Today I was on the treadmill for over an hour. I was so pleased with my progress that tomorrow I might actually turn it on
I bought a formal gown simply because it had pockets.
Trying to support my wife’s fitness goals without coming across as ‘too’ supportive. “I’ll watch the kids if you wanna run on the treadmill. Not saying you need to…like only if you want to. Or do something different with that time cuz you’re perfect.”
Hey check out this new candle I got.
-Sweet. What flavor is it?
I think you mean ‘what scent is it?’
*with a mouthful of candle wax*
-What?
me: are there really aliens at area 51
pentagon official: that’s confidential
me: then how’d i hear about it
My (32F) husband (36M) wants to start a ‘restaurant for magicians’, and it is tearing our family apart
This text from my boss has every element: “Water you doing? Wind did you get to work this morning? Why on Earth did I hire you? You are Fire’d”
You didn’t say I couldn’t fill the jacuzzi with mac and cheese
i saw someone say on facebook once, very seriously, that irish dancing was invented as a form of resistance against the english so the irish could be hiding behind bushes and the english wouldn’t be able to see that they were dancing with their legs.
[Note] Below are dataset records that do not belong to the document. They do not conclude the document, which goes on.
PR #33, opened 2018-02-26
ABD-35: Upgrade to use latest version of rest-utils

adityapahuja:
The latest version of rest-utils supports the ability to send encrypted events to either a source queue or a stub queue. If the source queue name is not present, encrypted event messages will be sent to the stub queue. If the source queue is present, encrypted event messages will be sent to the source queue. The stub queue will just write the encrypted event message to the standard output.

Authors: @adityapahuja

### DIFF
--- a/build.gradle
+++ b/build.gradle
@@ -21,10 +21,10 @@ ext {
 
 def dependencyVersions = [
             ida_utils:'323',
-            // rest_utils:'330' has been added to dependency temporarily for enabling Hub to send events using event emitter.
-            // Upgrading ida_utils to 330 breaks verify-hub. The fix for this issue is still being developed. Once the fix is completed,
-            // rest_utils will be removed from the dependency.
-            rest_utils:'330',
+            // rest_utils has been added to dependency temporarily for enabling Hub to send events using event emitter.
+            // Upgrading ida_utils to the latest version breaks verify-hub. The fix for this issue is still being developed.
+            // Once the fix is completed, rest_utils will be removed from the dependency.
+            rest_utils:'332',
             dropwizard:'1.1.4',
             dropwizard_infinispan:'1.1.4-41',
             pact:'3.5.6',
@@ -99,7 +99,7 @@ subprojects {
 
         rest_utils "uk.gov.ida:rest-utils:2.0.0-$dependencyVersions.rest_utils"
 
-        verify_event_emitter "uk.gov.ida:verify-event-emitter:0.0.1-10"
+        verify_event_emitter "uk.gov.ida:verify-event-emitter:0.0.1-30"
 
         ida_utils "uk.gov.ida:common-utils:2.0.0-$dependencyVersions.ida_utils",
                 "uk.gov.ida:security-utils:2.0.0-$dependencyVersions.ida_utils"
--- a/hub/policy/src/main/java/uk/gov/ida/hub/policy/PolicyModule.java
+++ b/hub/policy/src/main/java/uk/gov/ida/hub/policy/PolicyModule.java
@@ -8,7 +8,7 @@ import io.dropwizard.setup.Environment;
 import org.joda.time.DateTime;
 import uk.gov.ida.common.ServiceInfoConfiguration;
 import uk.gov.ida.common.shared.security.IdGenerator;
-import uk.gov.ida.eventemitter.EventEmitter;
+import uk.gov.ida.eventemitter.Configuration;
 import uk.gov.ida.eventsink.EventSink;
 import uk.gov.ida.eventsink.EventSinkHttpProxy;
 import uk.gov.ida.eventsink.EventSinkProxy;
@@ -53,6 +53,7 @@ import javax.inject.Singleton;
 import javax.ws.rs.client.Client;
 import java.net.URI;
 import java.security.KeyStore;
+import java.util.Optional;
 import java.util.concurrent.ConcurrentMap;
 
 public class PolicyModule extends AbstractModule {
@@ -92,9 +93,8 @@ public class PolicyModule extends AbstractModule {
     }
 
     @Provides
-    @Singleton
-    public EventEmitter getEventEmitter(PolicyConfiguration configuration) {
-        return new EventEmitter(configuration.getSendToRecordingSystem());
+    private Optional<Configuration> getEventEmitterConfiguration(final PolicyConfiguration configuration) {
+        return Optional.ofNullable(configuration.getEventEmitterConfiguration());
     }
 
     @Provides
--- a/hub/policy/src/test/java/uk/gov/ida/hub/policy/PolicyApplicationTest.java
+++ b/hub/policy/src/test/java/uk/gov/ida/hub/policy/PolicyApplicationTest.java
@@ -25,9 +25,9 @@ public class PolicyApplicationTest {
     }
 
     @Test
-    public void shouldReturnSendToRecordingSystemAsFalseByDefault() throws Exception {
+    public void shouldReturnEventEmitterConfigurationAsNullByDefault() throws Exception {
         application.run(config, environment);
 
-        assertThat(config.getSendToRecordingSystem()).isFalse();
+        assertThat(config.getEventEmitterConfiguration()).isNull();
     }
 }
--- a/hub/policy/src/integration-test/java/uk/gov/ida/integrationtest/hub/policy/apprule/SessionTimeoutIntegrationTests.java
+++ b/hub/policy/src/integration-test/java/uk/gov/ida/integrationtest/hub/policy/apprule/SessionTimeoutIntegrationTests.java
@@ -65,8 +65,7 @@ public class SessionTimeoutIntegrationTests {
             ConfigOverride.config("samlEngineUri", samlEngineStub.baseUri().build().toASCIIString()),
             ConfigOverride.config("configUri", configStub.baseUri().build().toASCIIString()),
             ConfigOverride.config("eventSinkUri", eventSinkStub.baseUri().build().toASCIIString()),
-            ConfigOverride.config("timeoutPeriod", format("{0}m", SOME_TIMEOUT)),
-            ConfigOverride.config("sendToRecordingSystem", "true"));
+            ConfigOverride.config("timeoutPeriod", format("{0}m", SOME_TIMEOUT)));
 
     private SamlAuthnRequestContainerDto samlRequest;
 
--- a/hub/policy/src/main/java/uk/gov/ida/hub/policy/EventEmitterConfiguration.java
+++ b/hub/policy/src/main/java/uk/gov/ida/hub/policy/EventEmitterConfiguration.java
@@ -1,0 +1,24 @@
+package uk.gov.ida.hub.policy;
+
+import com.fasterxml.jackson.annotation.JsonProperty;
+import uk.gov.ida.eventemitter.Configuration;
+
+import javax.validation.Valid;
+
+public class EventEmitterConfiguration implements Configuration {
+
+    @Valid
+    @JsonProperty
+    private String sourceQueueName;
+
+    private EventEmitterConfiguration() { }
+
+    public EventEmitterConfiguration(String sourceQueueName) {
+        this.sourceQueueName = sourceQueueName;
+    }
+
+    @Override
+    public String getSourceQueueName() {
+        return sourceQueueName;
+    }
+}
--- a/hub/policy/src/main/java/uk/gov/ida/hub/policy/PolicyApplication.java
+++ b/hub/policy/src/main/java/uk/gov/ida/hub/policy/PolicyApplication.java
@@ -12,6 +12,7 @@ import io.dropwizard.setup.Environment;
 import uk.gov.ida.bundles.LoggingBundle;
 import uk.gov.ida.bundles.MonitoringBundle;
 import uk.gov.ida.bundles.ServiceStatusBundle;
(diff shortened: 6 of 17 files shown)


build.gradle
```diff
@@ -24,7 +24,7 @@ def dependencyVersions = [
             // rest_utils:'330' has been added to dependency temporarily for enabling Hub to send events using event emitter.
```
MichaelWalker: can we get rid of this comment yet, or does it just need to be updated to have the right version referenced?

build.gradle
```diff
@@ -24,7 +24,7 @@ def dependencyVersions = [
...
             // Upgrading ida_utils to 330 breaks verify-hub. The fix for this issue is still being developed. Once the fix is completed,
             // rest_utils will be removed from the dependency.
-            rest_utils:'330',
+            rest_utils:'332',
```
MichaelWalker: Do we also depend on `event-emitter` directly (I can't see it immediately).
If we don't then we definitely should!

MichaelWalker: ahh - I tell a lie - I can see we delete it below...
Why are we dropping the dependency on event-emitter?

hub/policy/src/main/java/uk/gov/ida/hub/policy/PolicyModule.java
```diff
@@ -92,9 +93,8 @@ protected void configure() {
     }
 
     @Provides
-    @Singleton
-    public EventEmitter getEventEmitter(PolicyConfiguration configuration) {
-        return new EventEmitter(configuration.getSendToRecordingSystem());
+    private Optional<Configuration> getEventEmitterConfiguration(final PolicyConfiguration configuration) {
+        return Optional.ofNullable(configuration.getEventEmitterConfiguration());
```
MichaelWalker: Why does this need to be an optional?

hub/policy/src/test/java/uk/gov/ida/hub/policy/PolicyApplicationTest.java
```diff
@@ -25,9 +25,9 @@ public void setUp() throws Exception {
     }
 
     @Test
-    public void shouldReturnSendToRecordingSystemAsFalseByDefault() throws Exception {
+    public void shouldReturnEventEmitterConfigurationAsNullByDefault() throws Exception {
```
MichaelWalker: ahh - the answer to me previous comment!
New question then - why would we ever want this to be null? Would we not want to fail fast if we couldn't create this?

hub/policy/src/main/java/uk/gov/ida/hub/policy/PolicyModule.java
adityapahuja: Policy, SAML SOAP Proxy, SAML Proxy configuration files have no EventEmitterConfiguration. The EventEmitterConfiguration will be null and Guice does not like having null value. That's why we use Optional.

hub/policy/src/test/java/uk/gov/ida/hub/policy/PolicyApplicationTest.java
adityapahuja: We do not want to fail fast. Instead, it will use stub queue by default when queue name is not provided i.e. event emitter will know that EventEmitterConfiguration is Optional.empty() and will use stub queue instead.

build.gradle
adityapahuja: rest-utils already has a dependency on event-emitter. When rest-utils no longer has dependency on event emitter, we can add event emitter to each component back (policy, saml soap proxy and saml proxy). It is not good idea to have verify-event-emitter in both verify-hub's gradle file and verify-utils-lib's gradle file as they can have different versions.

build.gradle
adityapahuja: Removed the hardcoded version.

hub/policy/src/main/java/uk/gov/ida/hub/policy/PolicyModule.java
MichaelWalker: How come they can need the EventEmitter without having a configuration - do they not need an 
 `EventEmitterConfiguration` in order to get an `EventEmitter`?

hub/policy/src/test/java/uk/gov/ida/hub/policy/PolicyApplicationTest.java
MichaelWalker: ah right. I see. I was kind of imagining still having a configuration, but the configuration explicitly saying it didn't have a queueName.

I generally dislike configuring things by the absence of stuff, but I think you are right that this probably works just fine by now.

build.gradle
MichaelWalker: That's a good and valid point, but I think I still slightly disagree.

In general, its bad practice to have hidden dependencies like this. I'm much happier when the gradle file is super explicit about the things that our application depends on.

This has a few advantages
- its clear and obvious what's going on
- we don't get any surprising failures if we were to remove `rest_utils`
- the version we use ought not be tightly coupled to the version used by `rest_utils` (if it is - that's a smell in itself) Ideally each library ought to be a nice, self-contained thing.

I take your point about not wanting the libs to get out of step, but I don't think its enough justification to not be open about our dependencies.
Worst case scenario if they do get out of step is a compile time error.

hub/policy/src/main/java/uk/gov/ida/hub/policy/PolicyModule.java
adityapahuja: If Event Emitter Configuration containing a source queue name is not provided, Event Emitter will use stub queue by default. Stub queue does not need source queue name and it writes the encrypted event message to a standard output.

build.gradle
adityapahuja: My previous developers I paired with in Verify team and I faced issues with having explicit version number of Verify library in the build.gradle where dependencies were using that library in the past. Having explicit version number of Verify library in the gradle file where its dependencies are using that library has the following issues.

1. More maintenance work: We need to specify a correct version number of a Verify library. This involves checking dependencies to ensure that they use the correct version number of the Verify library. If they do not, we have to update dependencies to use the correct version number of the Verify library.

2. Multiple versions of a library: When the version number of a Verify library is specified explicitly in the build.gradle file and somewhere in the dependencies, a dependency is using a different version number of the Verify library. We get multiple versions of the Verify library. Running compiling or executing integration test cases will return errors (compile-time error or runtime error).

3. Unseen impact after removing the library: If the explicit version number of library is removed from the build.gradle, we will not know which classes are affected by this change since dependencies are using the same library but with different version number.

MichaelWalker: Its true that dependency management in Java has its issues, but I don't think any of them are large enough to be worth hiding our dependencies. Hiding dependencies has all kinds of issues of its own (like making it very hard to figure out the impact of changing my lib (as I can't easily see where it is used) but more importantly it breaks much of the abstraction model of using libraries and as a result causes much pain. There might be individual cases where we could argue the trade off is worth it, but I don't agree that this is one of them.

My big issue is that it destroys the encapsulation of the `rest_utils` library.
Moving code to a library should come with 2 big advantages
1) reduces code duplication
2) abstracts away the implementation of a thing from the thing.

So if we have an example like the following
`A -> B -> C` (where by this I mean application `A` uses library `B` which in turn uses library `C`)

At the moment everything is happy. `A` uses `B` to do a thing, and doesn't care at all how `B` goes about doing it. This is really nice - we've successfully decoupled 'do the thing' from 'how to do the thing'

This means that `B` is totally free to change 'how to do the thing' as much as it likes, as long as it still retains the same interface for 'do the thing' `A` really doesn't care at all.

For example, if `B` were to decide that library `D` is actually better than `C` for some reason, we can just swap it out, to get the perfectly working `A -> B -> D`.

Now lets say that `A` actually wants to use `C` too.

Option 1) is to just use `C`. We 'get away' with this because `B` happens to use `C`, but its far from ideal, as we've broken all of that nice stuff that we discussed above. Now, `A` cares deeply about some of the precise implementation details of `B`. (ie we care about a specific version of a specific dependency)
Now `B` is no longer free to change its implementation. The change to use `D` rather than `C` now causes unexpected errors when we try to update `A`.

Option 2) is to directly import `C`. I think this is better for lots of reasons
- `B` retains its abstraction
- `A`'s dependencies are now more straight forward (they are nice and flat rather than nested, and everything is nice and explicit)
- `A` and `B` are now free to depend on different versions of `C` if they wish. - `C` is just an implementation detail of `B`, so as long as `B` is happy, `A` really shouldn't care what version of `C` `B` is using. (this is the part that Java handles quite poorly though - although I heard somewhere that it would be better in Java 9)
- As someone changing `C` I can now see that its being used by `A`

So..... I can imagine that there are situations where there might be a really compelling reason to not stick to the modular, encapsulated pattern, but I think we'd need a really powerful reason, as there are some really good reasons to stick with it.

In response to your points

1) I don't really agree. In either case in the examples above, updating `C` will require me to update `B` and update `A`. There might be one extra line of change in `A` with option 2, but I don't think its a big deal. We do have to pick a specific version, but that's a good thing. We should be caring about the version of the libraries we directly use.

2) I kind of agree. As in my explanation above, in principal I think its good for the versions to be able to change independently - they ought to be independent implementation details after all. (if that's not the case then that's a smell, and we should maybe refactor). I totally get that Java makes having multiple versions of a thing a pain though. We might be able to work around it with the `force` keyword, but you are totally right that Java doesn't play nicely with multiple versions.
I think the better fix would be to update `B` to have the latest version of `C` though.

3) I don't really understand this one - I'm arguing that you shouldn't ever have dependencies that you haven't explicitly declared in the gradle file, so you'd never remove them (unless you no longer needed the dependency - in which case everything is fine)



I hope that makes some kind of sense! Let me know if it doesn't. (and sorry for such a long comment)

Basically I understand your point, but I feel that we lose far more by making dependencies transitive than we gain.

adityapahuja: Regarding my third point, there are three libraries (`A`, `B` and `C`) and there are two versions of library `C(v1)` and `C(v2)`.

`A -> B -> C (v1)`
`|`
`---> C (v2)`

Suppose that 
* both libraries `C(v1)` and `C(v2)` have a same class `K` and the class `K` have a same method `M`
* `K(v1).M` method from the class `K` in the library `C(v1)` and `K(v2).M` method from the class `K` in library `C(v2)` do different things and produce different outcomes.
* classes in the library `A` are using `K(v2).M`.

If we remove the explicit library `C(v2)` from build.gradle in the library `A`, all classes in library `A` affected by this change will start using `K(v1).M` instead. They will compile successfully. They will fail in integration tests only if these tests exist to test classes in the library `A` using `K(v2).M`.

`A -> B -> C (v1)`

Another example is that if we have

`A -> B -> C (v2)`
`|`
`---> C(v2)`

If we remove the explicit library `C(v2)` from build.gradle in the library `A`, all classes in the library `A` affected by this change will still use `K(v2).M` indirectly via the library `B`.  They will compile and pass integration tests only if these tests exist to test classes in the library `A` using `K(v2).M`.


Suppose that both libraries A and B are using different versions of SAML extension libraries. Library A uses a latest version of SAML extension library which supports a new attribute in SAML message whereas B is using an old version of SAML extension library which does not support the new attribute in the SAML message.

`A -> B -> old version of SAML extension library`
`|`
`---> new version of SAML extension library`

If we run an application with these dependencies defined above, it would probably break down due to some code in library B not recognising the new attribute in the SAML message. This issue would have been avoided if both A and B are using the same version of SAML extension library.

MichaelWalker: Yep - this is indeed a pain point with our setup.
I think there are 2 answers, a theoretical one for a generic language, and a Java one.

Generic World
This is why using libraries to share domain objects often does more harm than good. (its why we want to kill `saml-domain-objects` for example) If the library 'does a thing' rather than 'provides' an object, then its just an implementation detail, is weakly coupled, and its not really an issue to have different versions (each thing defines the what it needs and uses that)

As you rightly point out, things become harder if you are using a lib to provide a shared domain object. We've tried to mitigate this issue by using an interface rather than a class, which makes this issue smaller - but in theory there could indeed be an issue here. (most often one caught by the compiler)
The only real solution is to make sure we update all all users of our lib when we change the model - which is made simpler if all users declare that they are users.

Java World
So the big difference here is that the JVM doesn't really allow for multiple versions of the same library to exist. Which version gets picked depends on the dependency management tool you pick, but in gradle the most recent version of the lib wins (unless you `force` the version). https://gist.github.com/cr7pt0gr4ph7/6cd6339eabc2056bc3e7

In some ways this solves most of your concerns, but on the flip side it means that just because you picked a version in your gradle.build file, you can't be sure that's the one you actually use, which is confusing. The encapsulation of libraries is also diminished. You win some and you lose some I guess.


So again I think we get back to the same position, which I think is 'Yep - dependency management in Java is a pain' but I still don't really think we gain anything by deliberately not declaring our dependencies (and we might even have added a warning to our build).
I do think we damage the maintainability of our codebase by relying on transitive dependencies though, for all of the reasons in the previous comment.

adityapahuja: As requested, I made the changes.

MichaelWalker: As a side point, `Dependency Hell` is just a generally super interesting problem that is 'solved' in different ways by different languages and package managers (eg Java + Maven/Gradle take quite a different approach to Node + npm + JS). Java often gets criticised for its solution, and npm is often praised, but as with everything, there are ups and downs to each approach.

If its not a thing you've had a chance to read up on before it might be worth it. Happy to point at some articles if you'd like!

Stopped wearing my dentures to the grocery store. I figure the odds are pretty low that Scarlett Johansson and I will be reaching for the same box of Cheez-Its.
My friend says her Dr told her she’s underweight but I stopped listening because I cannot relate at all.
Me: don’t be hitting!
Her, 5: I didn’t hit him!
Him, 9: you threw a block at me!
Her, 5: yeah, but I missed!
I would like a refund on this lottery ticket. All of the numbers were wrong.
Me, in my bathroom looking at a medication that was made by a company that went out of business in 2007: I can find a use for this.
me: I think my hippo might be dying
vet: sir, that’s a really really fat horse
me: BECAUSE IT ATE MY HIPPO
Next time someone asks you how you slept,
close your eyes & say “like this” & just stay that way for like 8 hours!!!
I want to re-home a dog. Small terrier, tends to bark a lot. If interested let me know and I’ll jump over next door’s fence and get her
“Welcome to another meeting of Horse Club. Let’s try to actually get something done today. All in favor?”
Crowd: “NEIGH!”
“Jesus Christ.”
FRIEND: let’s hang out
ME: *takes out my accordion*
ENEMY: I changed my mind
My family arranging my open casket funeral:
Here’s a picture of how we all remember her. Can you make her look like this?Mortician: This is a printout of the eye roll emoji.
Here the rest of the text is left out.